Work item:
In the records below, find the line with "7.0 payroll employer contribution"; retype that line and all the following lines through the end, exactly, and add nothing.

(Stored items)
<<<<
PR #38, opened 2014-11-12
added module hr_contract_multi_jobs

ghost:
This module removes the job_id field on contract view and adds a new field contract_job_ids. contract_job is a relationnal object between contracts and job positions.

A many2many field is not adequate because, it does not allow to specify information about each job for a contract. Example, an other module implements hourly rates. Many contracts could have the same job position but with different rates. In this case, we can add a field "hourly_rate" in the contract_job model.


dreispt:
Can you give the use case example for that need?

And shouldn't a "main" job_id be kept? I can see it important to get official statistics, such as legal reporting of a "profession code" for each contract. Localization modules depending on that would get wrong data.

ghost:
@dreispt I agree with you on the main "job_id". I will push a commit to add this feature.

For the use case example, I already put two in the module description. If you mean a use case for a real enterprise that Savoir-faire Linux has as a client, I do not have one yet. Though, many companies in Quebec have this issue. Employees are often paid with an hourly rate based salary, and some times, employees occupy 2 positions at the same time. This feature will help us sell the payroll package.

max3903:
:+1:

hr_contract_multi_jobs/hr_contract.py
```diff
@@ -0,0 +1,86 @@
...
+                    if contract_job.is_main_job
+                ]
+                if len(main_jobs) != 1:
+                    return False
+        return True
+
+    _constraints = [
+        (
+            _check_one_main_job,
+            """You must assign one and only one job position as main \
```
pedrobaeza: Remove `\` on text, and please put without triple quotas, because it introduces unwanted characters on strings. You can split line this way:

```
"You must assign one and only one job position as main "
"job position."
```

hr_contract_multi_jobs/hr_contract_job.py
```diff
@@ -0,0 +1,57 @@
...
+            required=True,
+            ondelete='cascade',
+        ),
+        'contract_id': fields.many2one(
+            'hr.contract',
+            'Contract',
+            required=True,
+            ondelete='cascade',
+        ),
+        'is_main_job': fields.boolean(
```
pedrobaeza, line 54: Don't you check that this is only marked for one job for each employee?

ghost, line 54: @pedrobaeza Yes, I check that with the constraint _check_one_main_job.

hr_contract_multi_jobs/hr_contract.py
ghost: @pedrobaeza Thanks, I changed the quotas.

dreispt:
:+1: LGTM

pedrobaeza:
Thanks for the changing. :+1:

PR #40, opened 2014-11-14
7.0 payroll employer contribution

ghost:
This module allows to compute employer contributions based on the wage bill of a company instead of every single payslip separated. It is similar to the payslip model, but when a salary rule calls payslip.sum(...), it sums over every payslips related to a company instead of every payslips related to an employee.

This module is required when a contribution from an employer is based on a rate that depends on the wage bill. For exemple, a rate based on the portion of the wages that exceeds 1 Million $/Euro.


max3903:
:+1:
>>>>
Exercise result:
7.0 payroll employer contribution

ghost:
This module allows to compute employer contributions based on the wage bill of a company instead of every single payslip separated. It is similar to the payslip model, but when a salary rule calls payslip.sum(...), it sums over every payslips related to a company instead of every payslips related to an employee.

This module is required when a contribution from an employer is based on a rate that depends on the wage bill. For exemple, a rate based on the portion of the wages that exceeds 1 Million $/Euro.


max3903:
:+1:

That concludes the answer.